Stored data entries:
PR #2347, opened 2017-06-16
Make sure first_byte_timeout is applied on reused backend connection

### LINKED ISSUE #1772: first_byte_timeout is ignored when re-using a backend connection (HTTP Keep Alive)

fgaillot:
This avoids getting stuck with a stalled backend connection until
reaching backend_idle_timeout.

We now wait for the waiter to release the fd for a limited amount of
time (first_byte_timeout). In case we reach the timeout, the backend
connection is killed to make sure we are not going to reuse it.

Fixes #1772.

### DIFF
--- a/bin/varnishd/cache/cache_backend.c
+++ b/bin/varnishd/cache/cache_backend.c
@@ -157,7 +157,7 @@ vbe_dir_finish(const struct director *d, struct worker *wrk,
 	CAST_OBJ_NOTNULL(vbc, bo->htc->priv, VBC_MAGIC);
 	bo->htc->priv = NULL;
 	if (vbc->state != VBC_STATE_USED)
-		VBT_Wait(wrk, vbc);
+		AZ(VBT_Wait(wrk, vbc, 0));
 	if (bo->htc->doclose != SC_NULL || bp->proxy_header != 0) {
 		VSLb(bo->vsl, SLT_BackendClose, "%d %s", vbc->fd,
 		    bp->display_name);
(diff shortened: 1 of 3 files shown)


Dridi:
For reference, the test case from the original ticket (passes on my machine).

```vcl
varnishtest "honor first-byte timeout on a stolen connection"

server s1 {
        rxreq
        expect req.url == "/first"
        txresp -hdr "Connection: keep-alive"

        rxreq
        expect req.url == "/second"
        delay 2
        txresp
} -start

varnish v1 -vcl {
        backend s1 {
                .host = "${s1_addr}";
                .port = "${s1_port}";
                .first_byte_timeout = 1s;
        }
} -start

client c1 {
        txreq -url "/first"
        rxresp
        expect resp.status == 200

        txreq -url "/second"
        rxresp
        expect resp.status == 503
} -run
```

gquintard:
discuss this during next bugwash?

daghf:
I gave this a spin, and it turns out that `shutdown(vbc->fd, SHUT_WR)` does NOT trigger an epoll event. If the idea was that this is there to trigger an event for epoll to let us clean up the connection immediately, it doesn't work.

Playing around with it a bit, I found:

- SHUT_RD: This closes the reader-side of the socket. This also triggers an epoll event, since there is now an `EOF` to be found.
- SHUT_WR: Closes the writer side, transmits a FIN. Does not trigger an epoll.

daghf:
Fixed via #2504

### YOUR OBJECTIVE
Each line above is to be reproduced exactly. Leave none out.

### SOLUTION TO THIS PROBLEM
PR #2347, opened 2017-06-16
Make sure first_byte_timeout is applied on reused backend connection

### LINKED ISSUE #1772: first_byte_timeout is ignored when re-using a backend connection (HTTP Keep Alive)

fgaillot:
This avoids getting stuck with a stalled backend connection until
reaching backend_idle_timeout.

We now wait for the waiter to release the fd for a limited amount of
time (first_byte_timeout). In case we reach the timeout, the backend
connection is killed to make sure we are not going to reuse it.

Fixes #1772.

### DIFF
--- a/bin/varnishd/cache/cache_backend.c
+++ b/bin/varnishd/cache/cache_backend.c
@@ -157,7 +157,7 @@ vbe_dir_finish(const struct director *d, struct worker *wrk,
 	CAST_OBJ_NOTNULL(vbc, bo->htc->priv, VBC_MAGIC);
 	bo->htc->priv = NULL;
 	if (vbc->state != VBC_STATE_USED)
-		VBT_Wait(wrk, vbc);
+		AZ(VBT_Wait(wrk, vbc, 0));
 	if (bo->htc->doclose != SC_NULL || bp->proxy_header != 0) {
 		VSLb(bo->vsl, SLT_BackendClose, "%d %s", vbc->fd,
 		    bp->display_name);
(diff shortened: 1 of 3 files shown)


Dridi:
For reference, the test case from the original ticket (passes on my machine).

```vcl
varnishtest "honor first-byte timeout on a stolen connection"

server s1 {
        rxreq
        expect req.url == "/first"
        txresp -hdr "Connection: keep-alive"

        rxreq
        expect req.url == "/second"
        delay 2
        txresp
} -start

varnish v1 -vcl {
        backend s1 {
                .host = "${s1_addr}";
                .port = "${s1_port}";
                .first_byte_timeout = 1s;
        }
} -start

client c1 {
        txreq -url "/first"
        rxresp
        expect resp.status == 200

        txreq -url "/second"
        rxresp
        expect resp.status == 503
} -run
```

gquintard:
discuss this during next bugwash?

daghf:
I gave this a spin, and it turns out that `shutdown(vbc->fd, SHUT_WR)` does NOT trigger an epoll event. If the idea was that this is there to trigger an event for epoll to let us clean up the connection immediately, it doesn't work.

Playing around with it a bit, I found:

- SHUT_RD: This closes the reader-side of the socket. This also triggers an epoll event, since there is now an `EOF` to be found.
- SHUT_WR: Closes the writer side, transmits a FIN. Does not trigger an epoll.

daghf:
Fixed via #2504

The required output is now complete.